“Okay, ma’am,” Fred said. “Four more turns and it will be your show. Ready with the jack-in-the-box?”
Irene eyed the contraption on the seat to her left. “I push the button and get out of the way, right?”
“Exactly. Just make sure you slide it into your seat before you exit the vehicle. The idea is to keep your silhouette exactly the same.”
While technology had revolutionized the profession of espionage,sometimes the old ways were still best. The jack-in-the-box was a perfect example. When the activation button was depressed, a person-shaped balloon rapidly inflated, giving the impression that the seat’s previous occupant was still in the car. The jack-in-the-box couldn’t withstand close scrutiny, but for a mobile surveillance team trying to follow the SUV, it should do the trick.
“Two minutes,” Brett said. “Your drop-off’s coming up on the right, ma’am.”
Irene peered into the night searching for the industrial building. Tonight was just a rehearsal, but Irene intended to go through each step as if it were the real deal short of exiting the SUV.
A moment later, the boxy structure’s outline materialized.
“In sight,” Irene said.
“Okay,” Fred said. “Remember, if we were doing this for real, I’d want you to duck behind the bushes in front of the building and stay frozen for at least five minutes. The Russians are probably using more than one tail vehicle. After your five minutes are up, walk at a normal pace to your car. Brett and I should be able to keep them from getting close enough to determine that the jack-in-the-box is a fake for at least thirty minutes.”
Irene did remember.
All of it.
This was partially because she had a photographic memory, but mostly because the plan had been hers. She still nodded anyway, as though she were committing the details Fred had just recounted to memory. Tonight’s goal was twofold: One, to see if her case officer’s heat state was real or the product of an overactive imagination. Two, to stretch and test the Russian surveillance team.
Though she had no way of knowing if her volunteer was still checking the embassy windows after two days of silence, Irene was acting on the assumption that she would meet with the Russian tomorrow. This meant that tonight might be her only chance to practice before she’d have to lose the FSK surveillance team for real.
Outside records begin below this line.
PR #2023, opened 2023-12-23
Feat/507 add citation field

### LINKED ISSUE #507: Additional field for source or citation
Hello!

I think it would be a good idea to have a general purpose _source_ field. There is the URL field, which I would use if I found the recipe on the Internets. But where to put the information, that the recipe is from _The Great Cooking Book, p. 362_ or _My best friend's Grandma_? Right now there is no suitable field for that.

Having a look at https://schema.org/Recipe, maybe the https://schema.org/citation field would fit.

seyfeb:
## Topic and Scope

Adds support for the `citation` property (https://schema.org/citation) to recipe editor and viewer.

Example with `citation: "Peter Pan"`

Screenshot 2023-12-23 at 18 10 20

Closes #507 

## Concerns/issues

Possible UI/UX option: Make citation text an anchor if `URL` property is set. This would make for a cleaner look (no URL is shown). Caveats: What if URL is set, but no `citation` field?

## Formal requirements

### DIFF
--- a/src/components/RecipeEdit.vue
+++ b/src/components/RecipeEdit.vue
@@ -17,6 +17,15 @@
                 :suggestion-options="allRecipeOptions"
             />
             <EditInputField
+                v-model="recipe['citation']"
+                :field-type="'text'"
+                :field-label="t('cookbook', 'Source')"
+                :placeholder="
+                    // TRANSLATORS Example (placeholder) name for a citation of the recipe's source
+                    t('cookbook', 'Grandma Betty')
+                "
+            />
+            <EditInputField
                 v-model="recipe['url']"
                 :field-type="'url'"
                 :field-label="t('cookbook', 'URL')"
@@ -201,6 +210,7 @@ const recipe = ref({
     id: 0,
     name: '',
     description: '',
+    citation: '',
     url: '',
     image: '',
     prepTime: '',
@@ -531,6 +541,7 @@ const initEmptyRecipe = () => {
         id: 0,
         name: null,
         description: '',
+        citation: '',
         url: '',
         image: '',
         prepTime: '',
--- a/src/components/RecipeView/RecipeView.vue
+++ b/src/components/RecipeView/RecipeView.vue
@@ -14,9 +14,18 @@
                 </div>
 
                 <div class="meta">
-                    <h2 class="heading">{{ $store.state.recipe.name }}</h2>
+                    <div class="heading">
+                        <h2 class="mb-0">{{ $store.state.recipe.name }}</h2>
+                        <p v-if="$store.state.recipe.citation">
+                            {{
+                                // TRANSLATORS Indicates citation/source of recipe. Ex. "by Grandma Betty"
+                                t('cookbook', 'by')
+                            }}
+                            <span>{{ $store.state.recipe.citation }}</span>
+                        </p>
+                    </div>
                     <div class="details">
-                        <div v-if="recipe.keywords.length">
+                        <div v-if="recipe.keywords.length" class="mb-3">
                             <ul v-if="recipe.keywords.length">
                                 <RecipeKeyword
                                     v-for="(keyword, idx) in recipe.keywords"
@@ -816,6 +825,12 @@ export default {
 </script>
 
 <style lang="scss" scoped>
+.mb-0 {
+    margin-bottom: 0 !important;
+}
+.mb-3 {
+    margin-bottom: 0.75rem !important;
+}
 .wrapper {
     width: 100%;
 }
@@ -873,6 +888,7 @@ export default {
 
 .heading {
     margin-top: 12px;
+    margin-bottom: 1rem;
 }
 
 .dates {
--- a/src/components/RecipeView/RecipeView.vue
+++ b/src/components/RecipeView/RecipeView.vue
@@ -828,9 +828,11 @@ export default {
 .mb-0 {
     margin-bottom: 0 !important;
 }
+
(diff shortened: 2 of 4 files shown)


src/components/RecipeView/RecipeView.vue
```diff
@@ -14,9 +14,18 @@
...
                 <div class="meta">
-                    <h2 class="heading">{{ $store.state.recipe.name }}</h2>
+                    <div class="heading">
+                        <h2 class="mb-0">{{ $store.state.recipe.name }}</h2>
+                        <p v-if="$store.state.recipe.citation">
+                            {{
+                                // TRANSLATORS Indicates citation/source of recipe. Ex. "by Grandma Betty"
+                                t('cookbook', 'by')
+                            }}
+                            <span>{{ $store.state.recipe.citation }}</span>
```
christianlupus, line 24: This is not a good way to handle this wrt i10n. In other languages, it might not be in the pattern _static text_ plus name. So, this might be better delegated to the translators.

src/components/RecipeEdit.vue
```diff
@@ -16,6 +16,15 @@
                 :field-label="t('cookbook', 'Description')"
                 :suggestion-options="allRecipeOptions"
             />
+            <EditInputField
+                v-model="recipe['citation']"
```
christianlupus, line 20: I am not so sure about this usage of the `citation` field. According to the [schema.org standard](https://schema.org/citation), This field seems inappropriate according to the definition of this field:

> A citation or reference to another creative work, such as another publication, web page, scholarly article, etc.

This does not match the use case, especially with the _Grandma Betty_ placeholder content. How about using `author` or the `creator` fied.

I find it hard to quickly merge this PR now and soon have to create some sort of migration/fix that changes the code a posteriori.

christianlupus (changes requested):
I have some concerns. ne can be quickly fixed. The other needs some more discussion, I guess?

src/components/RecipeView/RecipeView.vue
seyfeb: Strictly speaking, you are right. I made this decision to allow different styles for the word "by" and the source string, which might even become an HTML element later on, like

```
<p>by <a :href="source-uri">Peter Pan</a></p>
```

But it would be better to translate the whole string including the citation variable, then HTML-escaping the citation, string-replacing the citation in the translated string with the html-escaped one (plus any additional styling, linking, etc) and using v-html in a span. Maybe there is a simpler method that I don't know of?

src/components/RecipeEdit.vue
seyfeb: The "not so sure" part is true for the other fields to. So thank you for initiating the discussion! 

According to schema.org the `author` and `creator` fields are the same 

> `creator`: The creator/author of this CreativeWork. This is the same as the Author property for CreativeWork.

However, I tend towards the creator being the one that creates the recipe in the cookbook, i.e., the Nextcloud user (analog to the fact that the `dateCreated` field is the non-user-configurable date the recipe was created, and not the date when grandma invented the recipe). This could become relevant when real sharing of cookbooks, recipes, collections, ... between users becomes a thing. It would allow filtering recipes by the user who entered the recipe in the cookbook app. As usual, we could store this info outside of the JSON ...

On the other hand, what I, as a creator, am doing when creating the recipe is citing "My grandma", who told me about the  list of ingredients and steps to take, but not necessarily the exact wording of each instruction, or the exact format for entering ingredients. I also might add some more comments on how grandma used to watch birds in the front yard while stirring the sauce but still cite her because she originally had the idea.

I do see the point though, that when I want to cite 

```
The Science of Cooking - Every Question Answered to Perfect Your Cooking,
 Stuart Farrimond, Dorling Kindersley Limited, 2017
 ``` 

the approach with "by XXX" falls a bit short and the `creator` (or `author`) field would make it much clearer what to expect from it, i.e., the "by XXX" syntax could be expected. 

One option would be to get rid of the word "by" and leave it up to the user to format the string to be shown using Markdown, which would also immediately allow linking. However my idea of moving the `url` property to a href of the citation to clean up the UI when viewing a recipe would then be off the table. I think, it's the usual consideration configurability vs. cleanness/ease of use.

Wrapping up, I see how both options have advantages and disadvantages. I'm looking forward for your opinion ;)

src/components/RecipeView/RecipeView.vue
christianlupus: How about something like `'by %s%s%s'` with the three parts `<a href="...">`, `$store.state.recipe.citation`, and `</a>`? In the first part, we would only have to insert the `href` value which can be handled manually in this case.

Theoretically, one could fall back to `by %s` and do the concatenation in JS directly.

src/components/RecipeEdit.vue
christianlupus: The general problem I see is the distinction in schema.org between a natural person/organization and a third (creative) work. The former is referencable by `author`/`creator`, while the latter is referenced by `citation`. In my understanding, these associations are mutually exclusive in some sort.

How about the following idea: We could have both fields (`citation` and `author`). One could be used as a source (in the sense of a reference), that would be a `citation`, while Grandma's best recipes could be declared using `author`. Would that work?

Of course, the UI must be thought through here as well. We would have 4 cases (no field, either field is set, or both fields are set). If none is set, we are at status quo. With one field set, your approach might work well (_by author_ or _from citation_ for example). With both present, we could think about it but I would then go with _by author_ and add a reference later on like the URL source currently.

The plan to do so was simple.
Her case officers had left work this evening as they normally did in ones and twos, but rather than go home to their families, the men and women began to execute SDRs that would take them across Moscow’s four cardinal directions, dragging their surveillance teams with them. Though the Russians certainly had the home-field advantage, their resources were finite. Irene hoped that by forcing Russian counterintelligence operatives to pick and choose whom to follow, she would dilute the surveillance net currently ensnaring her CIA officers.
Especially the Russians assigned to watch her.
“Thirty seconds, ma’am.”
Irene released her seat belt and grasped the door handle with one hand while resting the other on the jack-in-the-box. After Brett made the next turn, a multistory industrial building on the right would briefly obscure the SUV from the pursuing surveillance team. This blind spot would allow her to activate the decoy, exit her vehicle, and hide behind the hedges. Once the Russian surveillance team drove by, she would walk to the parking lot, where a car had been pre-positioned for her.
Simple.
“Okay, Irene,” Brett said. “Five, four, three, two—”
Light shattered the darkness, nearly blinding her.
Irene turned toward the headlights, registering the presence of a massive truck.
Then her head connected with the passenger window accompanied by the sounds of buckling metal, squealing tires, and breaking glass.
CHAPTER 56
ZURICH, SWITZERLAND
SHOULDI call the police?” Greta said.
Rapp powered into a turn before riding the brakes as he tore through the outskirts of the village that sat just south of Ohlmeyer’s estate. Like most Swiss towns, this one consisted of orderly groups of houses bordered by greenery. Even this close to Zurich, the town had an agrarian feel, with pastoral wheat fields providing a backdrop to the settlement. Rapp didn’t slow in concession to the speed limit as much as he did to the reality that houses meant children and children didn’t always look twice before crossing the street.
After nosing the BMW around a hairpin ninety-degree turn, he exited the village proper for the smaller back road leading to Ohlmeyer’s estate. With open road to his front and rolling fields to his left and right, Rapp floored the accelerator. Though he couldn’t see it yet, he knew the turnoff to the mansion was waiting just beyond the next bend.
“No,” Rapp said. “We’re almost there.”
Greta nodded, her fingers still clutching the phone.